Bernays’ continued influence

Edward Bernays’ legacy continues to be seen in various aspects of modern society, particularly in the fields of advertising, public relations, and consumer culture:

  1. Advertising and Marketing Techniques: The emphasis on emotional appeal, storytelling, and creating a desire for products remains central in advertising campaigns. Companies use celebrities, influencers, and lifestyle branding to connect with consumers on a personal and emotional level.
  2. Consumerism and Planned Obsolescence: The practice of designing products to become outdated or worn out quickly, is still employed by industries like technology and fashion to drive sales.
  3. Public Relations: Bernays is credited with coining the term “public relations,” and his influence in this field endures.
  4. Manipulation of Public Opinion: Bernays’ work highlighted the power of persuasion and manipulation in shaping public opinion.

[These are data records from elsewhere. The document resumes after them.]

PR #332, opened 2026-06-28
feat: context-aware compaction + usage gauge for all models

gnanam1990:
## Summary

Makes ZERO's context-window awareness work for **every** model, not just the ones in the curated registry. Two related fixes:

### 1. Auto-compaction for all models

Today, this legacy is evident in the realm of political communication, social media campaigns, and the dissemination of information where individuals and organizations use psychological tactics to influence public perception.

In summary, Edward Bernays’ legacy is very much alive today, as his ideas and techniques continue to shape how products are marketed, public opinion is influenced, and consumer culture operates. I don’t know how to feel about this man. On the one hand, he single-handedly re-invented 3 fields and created an influence alive today and as a psychologist, I find it interesting. On the other hand, his contribution to overconsumption and division within society which is slowly killing our world is painfully obvious.

What is it about Austrians in the XX century?